Raoul Bott: Collected Papers pp 91-91 | Cite as

# Memories of Raoul Bott (Commentary on [96])

## Abstract

Raoul Bott was a wonderful lecturer, with a talent to get to the essence of the matter, masterfully evading most technical complications. For the uninitiated, this often had the effect of creating the illusion of understanding everything. This understanding then painfully disappeared the next morning, replaced by a slew of questions, and this is where the actual learning from the talk began.

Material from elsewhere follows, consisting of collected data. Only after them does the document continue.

PR #5018, opened 2023-05-22
DO_NOT_MERGE: Always fail support workers, for testing

undergroundquizscene:
We’d like to see what step function failure looks like to the user in the fastest possible case, as part of a spike into changes related to direct debit. This change should not be merged into main, it’s just for testing in CODE.


undergroundquizscene:
This PR is no longer needed

PR #5022, opened 2023-05-25
Remove duplicate acquistion-events-api build

undergroundquizscene:
At the moment, there are frequently two deployments being attempted for the acquisition-events-api at the same time: one from the acquisition-events-api github action, and one from the support-lambdas github action. The latter always fails, I think because the acquisition-events-api now uses CDK but the support-lambdas github action doesn’t do the necessary CDK setup.

I don’t _think_ it makes sense for us to have this being built by two separate github actions, so I propose we remove it from the support-lambdas project (and thereby from the action).


michaelbjacobson (approved):
Looks good to me! 👍🏼

PR #5023, opened 2023-05-25
Fall back to inferred state when payment request button state is null

undergroundquizscene:
If the payment request button state is null, we may still have worked out a sensible state from geolocation. This makes a reasonable fallback if the inferred country matches the payment method country.


marialani (approved):
LGTM!

PR #4997, opened 2023-05-17
Perform silent authentication flow

kelvin-chappell:
## What are you doing in this PR?
This PR adds two new endpoints to populate cookies on the support domain with ID and access tokens if the user is signed in.
The endpoints and new code are isolated from the rest of the code at the moment, so it's safe to deploy and should have no effect on existing functionality.

https://trello.com/c/3zXUK4Pj/4388-support-oauth2-setup

## Why are you doing this?
This is for step (6) in the [new auth flow](https://github.com/guardian/support-frontend/wiki/Proposed-auth-flow).

## To test
Go to `/oauth/authorize`
  If signed in => redirected to `/` and have two new cookies called GU_ID_TOKEN and GU_ACCESS_TOKEN
  if not signed in => redirected to `/` and no new cookies

Tested in Code env.

PR #5024, opened 2023-05-25
Support Okta auth in MaybeAuthenticatedAction

kelvin-chappell:
This is the implementation of the [proposed new auth flow](https://github.com/guardian/support-frontend/wiki/Proposed-auth-flow) that uses Okta ID and access token cookies instead of legacy custom Identity cookies.  Its effect at this stage is to make some new auth cookies available on the support subdomain and pre-fill some form fields when the user is signed in.

[**Trello Card**](https://trello.com/c/UnCwidmM/4389-support-migrate-internal-routes-functionality-to-use-access-id-tokens)

The implementation is behind a feature switch so that it can be tested in Code and quickly switched back in Prod if anything goes wrong.  The feature switch can't be switched on in Prod until the next round of cookie re-permissioning next month enables the new cookies to be used.

## To test
Smoke test is:

1. Feature switch `Auth is by Okta tokens rather than legacy Identity cookies` off:
All functionality is same as before.  Forms pre-fill and submit correctly.  Subscriptions and contributions can be made successfully.

2. Feature switch `Auth is by Okta tokens rather than legacy Identity cookies` on:
When user is signed in, on requesting form view endpoints, new cookies `GU_ID_TOKEN` and `GU_ACCESS_TOKEN` are generated and form fields are pre-filled.
When user isn't signed in, forms can be viewed and submitted successfully without pre-filled fields and no new cookies generated.

3. No new errors in browser console or in Cloudwatch logs.

## Still to do

- [x] Configure feature switch in Prod **(required before merging this PR!)**
- [ ] Complete Okta config to give access to scopes that will provide ID claims
- [ ] Clientside support of calls to members-data-api
- [ ] Comprehensive test plan

## Related PRs

- #4997


support-frontend/app/controllers/AuthCodeFlowController.scala
```diff
@@ -61,7 +61,10 @@ class AuthCodeFlowController(cc: ControllerComponents, authService: AsyncAuthent
       "prompt" -> "none",
     )
     val authorizeUrl = s"${config.oauthAuthorizeUrl}?${toQuery(queryParams)}"
-    Redirect(authorizeUrl).addingToSession(SessionKey.state -> state, SessionKey.codeVerifier -> codeVerifier)
+    Redirect(authorizeUrl).addingToSession(
+      SessionKey.state -> state,
+      SessionKey.codeVerifier -> codeVerifier,
+    )
```
undergroundquizscene, line 67: Would it be much work to put the formatting changes in a separate commit? It’s not super important, but if it’s easy I’d prefer it.

support-frontend/conf/PROD.public.conf
```diff
@@ -6,9 +6,21 @@
...
+  api.url="https://idapi.theguardian.com"
+  production.keys=true
+
+  oauth {
+    client.id="0oa79m3ecvbJXDSqg417"
+    issuer.url="https://profile.theguardian.com/oauth2/aus3xgj525jYQRowl417"
+    audience="https://profile.theguardian.com/"
+    authorize.url="https://profile.theguardian.com/oauth2/aus3xgj525jYQRowl417/v1/authorize"
+    token.url="https://profile.theguardian.com/oauth2/aus3xgj525jYQRowl417/v1/token"
+    callback.url="https://support.theguardian.com/oauth/callback"
```
undergroundquizscene, line 20: How come the oath config wasn’t in this file already (like it was for CODE/DEV)? Has it not been used in production?

undergroundquizscene (approved):

support-frontend/conf/PROD.public.conf
kelvin-chappell: The Code/Dev config was introduced in #4997 and I should have added the Prod config then.  But it hasn't been used in Prod yet.

support-frontend/app/controllers/AuthCodeFlowController.scala
undergroundquizscene: Thanks!

support-frontend/conf/PROD.public.conf
undergroundquizscene: Perfect, that makes sense

pvighi (approved):
the code looks good to me.
Although I'm not super up to date on more client side things like our cookies and the auth redirection expected behaviour. If you need someone to verify those aspects you might want to get somebody to take a quick look as well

Raoul Bott was a wonderful lecturer, with a talent to get to the essence of the matter, masterfully evading most technical complications. For the uninitiated, this often had the effect of creating the illusion of understanding everything. This understanding then painfully disappeared the next morning, replaced by a slew of questions, and this is where the actual learning from the talk began.

One of his favorite anecdotes was the story of his first talk at the IAS in Princeton. A week before the talk, Bott came to his mentor, Marsden Morse, to present what he was planning to say during his talk. Morse seemed to be quite content, but said that that was too much: “Cut it in half!” Bott took on the task with pleasure, and he returned to Morse with a version, where he thought to have kept only the absolutely necessary parts. To his bewilderment, Morse had again the same reaction: he thought the talk was well thought out, the only necessary modification was to “cut it one more time in half.”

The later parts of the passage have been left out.